Il n’y avait plus qu’à attendre. Attente fort courte, d’ailleurs. En longues banderoles mouvantes, la fumée s’était glissée entre les tentes et les abris, pour s’étendre ensuite en nappes de plus en plus larges. La sentinelle devait sommeiller, appuyée sur son fusil, ou rêver à une lointaine fiancée, car ce fut seulement alors, quand la fumée eut envahi tout le camp, qu’elle donna l’alarme.

— Ça y est, murmura Bob. Les dés sont jetés.

Pour en avoir fait l’expérience, ses compagnons et lui savaient que la fumée était plus efficace encore que la simple odeur de l’arbre de la terreur. C’était Morane lui-même qui avait servi de cobaye avant qu’ils ne quittassent le plateau maudit, et le test s’était révélé concluant. En serait-il encore de même ? Il y avait plusieurs heures à présent que les branches et les feuilles avaient été coupées, et elles pouvaient s’être desséchées, avoir perdu de leur force.

Un moment d’incertitude. Une incertitude qui devait vite être balayée. D’un peu partout, des pirates jaillissaient, à demi nus, en hurlant d’épouvante, pour fuir terrorisés en direction de la jungle et s’y perdre.

— Ils se sauvent comme s’ils avaient tous les diables de l’enfer à leurs trousses, triompha Joan.

Awat semblait s’amuser fort et il disait sans cesse :

— Ça, bonne sorcellerie !… Bonne sorcellerie !

— Réellement, l’effet de la fumée est encore plus violent que celui de la plante elle-même, constata Bob. Mais il nous faut aller au secours de nos amis. S’ils sont ligotés et incapables de fuir, l’épouvante peut les tuer.

Le camp était à présent désert. Tous les pirates avaient fui, et aussi les marins du Polaris et les guides dayaks. Sous la tente qui leur servait de prison, Bill Ballantine, Evans et les deux collaborateurs de ce dernier, étaient ligotés.
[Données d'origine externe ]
PR #3885, opened 2022-04-18
Adds script for validating cocina models changes.

justinlittman:
Allow testing cocina models changes.

QA

### DIFF
--- a/bin/validate-cocina
+++ b/bin/validate-cocina
@@ -1,0 +1,65 @@
+#!/usr/bin/env ruby
+# frozen_string_literal: true
+
+# Validates cocina model changes by loading each object into cocina to determine if an error is raised.
+# This should be run on sdr-deploy since it requires using a version of cocina models that is not the latest release.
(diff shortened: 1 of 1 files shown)


justinlittman:
Note that I will be adding documentation on this to the cocina models README in separate PR.

justinlittman:
https://github.com/sul-dlss/cocina-models/pull/421

bin/validate-cocina
```diff
@@ -0,0 +1,65 @@
...
+    advance: num_for_progress_advance(count),
+    total: count
+  )
+end
+
+def validate(clazz, sample_size, writer)
+  objs = if sample_size
+           clazz.limit(sample_size)
+         else
+           clazz.all
```
edsu, line 33: Is this an iterator?

edsu (approved):

bin/validate-cocina
justinlittman: Yes, and it is lazy.

PR #3887, opened 2022-04-18
Create a report for valid-catkeys

jcoyne:

Report if the value was valid or not.


edsu (approved):
It looks like this only validates the first catkey?

jcoyne:
Yes.

PR #3888, opened 2022-04-18
log missing druids during migration

### LINKED ISSUE #3882: bin/migrate should log missing druids as errors
It would be useful to be able to notice missing druids when grepping the log for errors afterwards.

peetucket:

Fixes #3882 - log missing druids during migration

It was not


peetucket (commented):
question: what does `ar_exists?(druid)` check ?  it is ActiveRecord, Fedora?

jcoyne:
I think that `ar` == `ActiveRecord`

jcoyne (approved):

PR #3896, opened 2022-04-18
add versions/is_open endpoint

ndushay:

For sul-dlss/argo/issues/3493, we need a way to check if a versionWF is in the "open" state for an object.  We can't use the opposite of "openable?" because "is_open" may be used for objects that are not yet accessioned -- they have only gotten as far as the `open` step in the `versionWF`.

I named it `is_open` rather than `open?` because in a URL, the question mark would need to be encoded and it didn't seem worth it.

This adds an endpoint and we already had the internal method to check.  Whee!

specs

### DIFF
--- a/app/controllers/versions_controller.rb
+++ b/app/controllers/versions_controller.rb
@@ -49,6 +49,12 @@ class VersionsController < ApplicationController
     render build_error('Unable to check if openable due to preservation client error', e, status: :internal_server_error)
   end
 
+  def open?
+    render plain: VersionService.open?(@cocina_object)
+  rescue Dor::WorkflowException => e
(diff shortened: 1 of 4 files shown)


jcoyne:
@ndushay this endpoint is calling workflow service.  Would it be less risky and faster for argo to just call the workflow service?  I believe that Argo currently does this very same query.

ndushay:
@jcoyne - thanks!  great steer. closing this.

> @ndushay this endpoint is calling workflow service. Would it be less risky and faster for argo to just call the workflow service? I believe that Argo currently does this very same query here: https://github.com/sul-dlss/argo/blob/bfc7cde41feeaa23f3c481d282cc0b783d5ac30b/app/services/state_service.rb#L58

PR #3899, opened 2022-04-19
Remove update_descriptive feature flag

jcoyne:

This is no longer used in the code anywhere


edsu (approved):
Should this be removed from [spec/services/cocina/object_updater_spec.rb](https://github.com/sul-dlss/dor-services-app/blob/bb6d2e3394927ee9a729e8e24bead73bb9b88327/spec/services/cocina/object_updater_spec.rb#L33) as well?

jcoyne:
@edsu good catch, thank you.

En proie à une évidente terreur, ils se tordaient dans leurs liens en gémissant.

— Retenez votre respiration ! recommanda Morane. Tâchez de ne pas humer la fumée !

— Encore un peu de courage, père ! lança Joan à l’intention d’Evans. Nous allons vous tirer de là.

Cinq minutes plus tard les quatre prisonniers avaient des bandeaux humides noués sur le visage. Alors, la fumée cessant de faire son effet, l’épouvante les quitta. Ils furent débarrassés de leurs liens et tout le monde quitta la tente.

— Trouvons des armes et filons, dit Bob. Il nous faudra être loin du camp lorsque Guen Hong et ses complices retrouveront leur état normal.

Toujours poussée par le vent, la fumée se dissipait. Morane et ses compagnons étaient en train de perdre leur meilleure alliée.